You’d think that developing Spider-Man games might keep the ransomware criminals at bay, but no.
As reported by Cyber Daily, Insomniac Games, the team behind the Spider-Man and Spider-Man 2 games for PS4 and PS5 appears to have suffered a ransomware attack, being hit by the Rhysida group.
Rhysida has released a screenshots showing a limited subset of material including screenshots from Insomniac’s upcoming game that it is developing based around Marvel’s Wolverine.
The Rhysida Ransomware leak also includes personal data including passport scans of current and ex-Insomniac employees as well as personal data relating to Insomniac’s Peter Parker voice actor, Yuri Lowenthal. The kind of data, in other words, that any business would want to keep private to itself under any circumstances. It’s quite standard for groups like this to release sample data from a set to prove that they have had access, as we saw with the Medibank leak, for example.

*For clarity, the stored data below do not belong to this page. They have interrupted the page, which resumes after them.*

PR #213, opened 2026-05-07
fix: preserve implicit type filter and add-fields output for document listing

flo-mair:
## Summary

- **Bug fix**: `dtctl get dashboards --filter <expr>` was returning all document types instead of only dashboards. The implicit `type=='dashboard'` constraint was silently dropped when `--filter` was provided. Now the implicit type is always ANDed into the raw filter: `type=='dashboard' and (<user_filter>)`.
- **Bug fix**: Fields requested via `--add-fields` were absent from JSON/YAML output because `ConvertToDocuments()` converts `DocumentMetadata` → `Document` (the simpler struct), dropping all extended fields. When `--add-fields` is non-empty, the list commands now output `[]DocumentMetadata` directly, preserving all API-returned fields.
- Updated `TestBuildDocumentFilters_RawFilterOverrides` to assert the corrected behavior; added `TestBuildDocumentFilters_RawFilterPassthroughWithoutImplicitType` to cover the no-implicit-type path.

## Test plan

- [ ] `go test ./...` passes (all 40 packages green)
- [ ] `dtctl get dashboards --filter "name contains 'foo'"` returns only dashboards
- [ ] `dtctl get dashboards --add-fields originExtensionId,labels -o json` includes those fields in output
- [ ] `dtctl get documents --filter "name contains 'foo'"` still passes the filter verbatim (no implicit type)


discostu105:
### Code review

Found 1 issue:

1. **Default `-o table` output silently changes shape when `--add-fields` is set.** The new short-circuit prints `list.Documents` (`[]DocumentMetadata`) directly instead of converting via `ConvertToDocuments`. `Document` has explicit `table:"ID"` / `NAME` / `TYPE` / `OWNER` / `PRIVATE` / `CREATED` / `DESCRIPTION,wide` / `VERSION,wide` / `MODIFIED,wide` tags, but `DocumentMetadata` has no `table:` tags at all, so the table printer falls back to reflecting all exported fields (raw field names, `ModificationInfo`/`Access` substructs, etc.). JSON/YAML payloads also change shape (e.g. `modificationInfo.createdTime` instead of synthesized `Created`/`Modified`, no `isPrivate` flattening). The PR description says only JSON/YAML need the extra fields, but in practice the table column set changes too — a regression for anyone running `dtctl get dashboards --add-fields ...` without `-o json`.

   New short-circuit: https://github.com/dynatrace-oss/dtctl/blob/70ec24987f8f383185b95a87302486676c89c15b/cmd/get_documents.go#L82-L88 (also at L155-L161 and L572-L578)
   `Document` vs `DocumentMetadata` schema divergence: https://github.com/dynatrace-oss/dtctl/blob/70ec24987f8f383185b95a87302486676c89c15b/pkg/resources/document/document.go#L47-L70

   Consider merging the requested extra fields onto `Document` (or adding `table:` tags to `DocumentMetadata`) so the column set stays stable across `--add-fields`.

Two related observations that didn't quite cross the bar but are worth a glance:

- The new branch is only on the non-watch path; the `watchMode` fetchers at https://github.com/dynatrace-oss/dtctl/blob/70ec24987f8f383185b95a87302486676c89c15b/cmd/get_documents.go#L66-L78 (and L138-L150, L555-L567) still call `ConvertToDocuments` unconditionally, so `--watch --add-fields` continues to drop the requested fields.
- The `--filter` flag help string (around L735) still claims it is sent verbatim and overrides `--type`; for type-scoped subcommands that is no longer true after this PR (the runtime warning at L671 was updated, the flag help wasn't).

discostu105:
Pushed [d6c84f4](https://github.com/dynatrace-oss/dtctl/pull/213/commits/d6c84f4) addressing the three issues from my earlier review.

**What changed**

Rather than branching on `--add-fields` at the call sites, the optional metadata is carried through `Document` itself. New fields on `Document` (`OriginAppID`, `OriginExtensionID`, `Labels`, `ShareInfo`, `UserContext`) are tagged `json:",omitempty"` + `yaml:",omitempty"` + `table:"-"`, so:

- JSON/YAML payloads include the requested AddFields whenever they are populated, and stay minimal otherwise.
- Default `-o table` / `-o wide` column layout is unchanged regardless of `--add-fields`.
- A single `ConvertToDocuments(list)` call now works for every output format, so the watch and non-watch paths use the same logic — `--watch --add-fields ...` is no longer silently stripped.

The three duplicated `if len(filters.AddFields) > 0 { return printer.PrintList(list.Documents) }` blocks in `cmd/get_documents.go` are gone, and the `--filter` help string now reflects the actual semantics (`ANDed with the type scope (overrides --name/--mine)`).

**Tests**

- `pkg/resources/document/handler_test.go`: `TestConvertToDocuments_PreservesAddFields`, `TestDocument_JSONMarshal_OmitsEmptyAddFields`, `TestDocument_JSONMarshal_IncludesPopulatedAddFields`.
- `pkg/output/golden_test.go`: new `TestGolden_GetDocumentsAddFields` with a fixture that mixes a row with `--add-fields` populated alongside an unpopulated row, locking in stable table/wide output and rich JSON/YAML.

**Verified locally**

- `go test ./...` (unit + golden) — all pass.
- `make test-integration` against a live tenant — full e2e suite passes (including `TestDashboardLifecycle` and `TestNotebookLifecycle`).

discostu105 (approved):

PR #970, opened 2026-06-12
fix(metamodel): validate id_prefix at load (BUG-RHFHTH)

vloothuis:
Fixes BUG-RHFHTH (full bug workflow with 5-whys + prevention in tickets/) — the weekly fuzz sweep's first catch: `GenerateShortID(prefix="--", …)` emitted `"--9HHF"`, which `entity.ValidateID` rejects. With this merged, the Monday fuzz sweep debuts green.

## Fix (direction per repo owner: validate at metamodel load)

- **`metamodel.ValidateIDPrefix`** (exported) — after trimming one trailing dash, the base must be non-empty, `[A-Za-z0-9_-]` only, and free of dash runs that would re-create `"--"` (the relation key separator) when the generated suffix is appended.
- Wired into **`Parse`'s hard-error path** (typed `InvalidIDPrefixError`, `errors.As`-able) for both `id_prefix` and `id_prefixes` — a broken metamodel now fails at startup instead of producing invalid IDs at write time.
- `GenerateShortID` godoc documents the load-validated-prefix precondition; the **fuzz oracle delegates to the same exported contract** instead of hand-modeling character rules (the staleness class TKT-PCLGGL fixed in the store harnesses).
- The fuzz repro is committed as a **regression seed** (`testdata/fuzz/FuzzGenerateShortID/bug-rhfhth-double-dash-prefix`) — it passes under the fixed contract.

## Scope note (deliberate, reviewer-flagged, test-pinned)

Rhysida’s TOR site claims to have compromised more than 60 businesses since its debut in May this year, so in many ways Insomniac is just one amongst many — but clearly too many. The Rhysida ransomware group has clearly been pretty busy of late, being linked to attacks on the British Library and King Edward VII hospital in London amongst others.
According to the report, the Rhysida group is giving Insomniac a week to respond before it will sell the data to the highest bidder. Rhysida only takes bitcoin for its ransomware payments, with a current asking price converting out to just over US$40,000.
“Open your wallets and be ready to buy exclusive data. We sell only to one hand, no reselling, you will be the only owner!” Rhysida apparently claims on its auction site.
Because if you can’t trust cybercriminals to honour a deal, who can you trust?